Building a Random Forest
Let me first introduce you to the lineup. Here we have five gladiators, including Gerard Butler, and with each gladiator are specific characteristics and their score. We’re gonna be evaluating gladiators based on their strengths, their speed, if they’re injured or not, and what their age is. With this data, we can build a random forest to determine what makes a gladiator victorious.
So let’s imagine that we have an arena. We’re gonna randomly select gladiators from our data set to put ’em in this arena. We’ll take gladiator 1, we’ll take Gerard, and let’s take gladiator 4. We’ll go through this process of randomly sampling with replacement many, many times. And this process of creating random subsets is called bootstrapping.
Let’s focus on our first set. With each subset, we’re gonna create independent decision trees that each gladiator will be evaluated on. What I mean by that is that this random sample will be evaluated on this decision tree, and this decision tree was created by randomly selecting features from our data set. So here we’re looking at strength and speed. Now to evaluate the gladiators, let’s go through the process together.
For gladiator 1, we’ll ask ourselves, does gladiator 1 have a strength greater than three? Yes. Okay, next we’ll ask, does gladiator 1 have a speed greater than three? No. So it doesn’t look too good for gladiator 1. So how about Gerard? Okay, does Gerard have a strength greater than three? Yes. Does Gerard have a speed greater than three? Yes. So it looks like he’ll move on to win this round.

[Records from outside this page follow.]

PR #10461, opened 2025-09-12
feat: query param reader

tahmidrahman-dsi:
## Description

In case of external authentication integration the usual user experience is - 

1. User clicks a link button that redirects from the form to the external authentication website (outside OpenCRVS)
2. User provides necessary inputs for authentication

And I know what you’re thinking, you’re thinking, okay, but what about me? How am I gonna compare? What characteristics do I need?
Don’t worry. Let’s assume you’re like me and you’re pretty strong, you’re kind of fast, you’re not injured, and you’re in the prime of your life. We’re gonna take this new data point and we’re going to evaluate it on each tree that’s been created.
So again, is the strength greater than three? Yes. Is the speed greater than three? No. Ah, well, you can’t win ’em all. Okay, how about this next tree? Is the speed greater than two? Yes. Am I injured? No. My first victory. Lastly, what about this last tree? Is the strength less than four? No. I have a strength of four, so I’ll win again.
Aggregation: Determining the Final Outcome
Once this new data point has gone through each of the decision trees, we’ll use a process called aggregation to assess the final outcome. What I mean by this is we’ll take the majority of the outputs from the decision trees evaluated, and that will be the final outcome. So I didn’t win the first one, but I won the second two. To me, it sounds like I have a pretty good chance in the Gladiator games. Now you can assess yourself.
Takeaways
But if you’re thinking that this application sounds a little bit like ancient history, you’re not wrong. In fact, a random forest can be used on a multitude of industries. Let’s take the medical field, for example. If we wanna know what kind of characteristics classifies an individual to have a disease or not, you can use the random forest. How about in finance? Is Gerard Butler gonna default on a loan?
With these next steps I’ll show you, you can determine your application for the random forest.
1. Again, we’re gonna take our data set and randomly sample to create many subsets with the process called bootstrapping.
2. We’ll then fit a tree to each of our subsets, and we’re gonna ideally do this hundreds of times, and each tree is built based on randomly selecting the features from our data set.
3. Once we’ve done this, we’ll then use the process of aggregation to determine the final output.
Now, do you have what it takes to win the Gladiator games?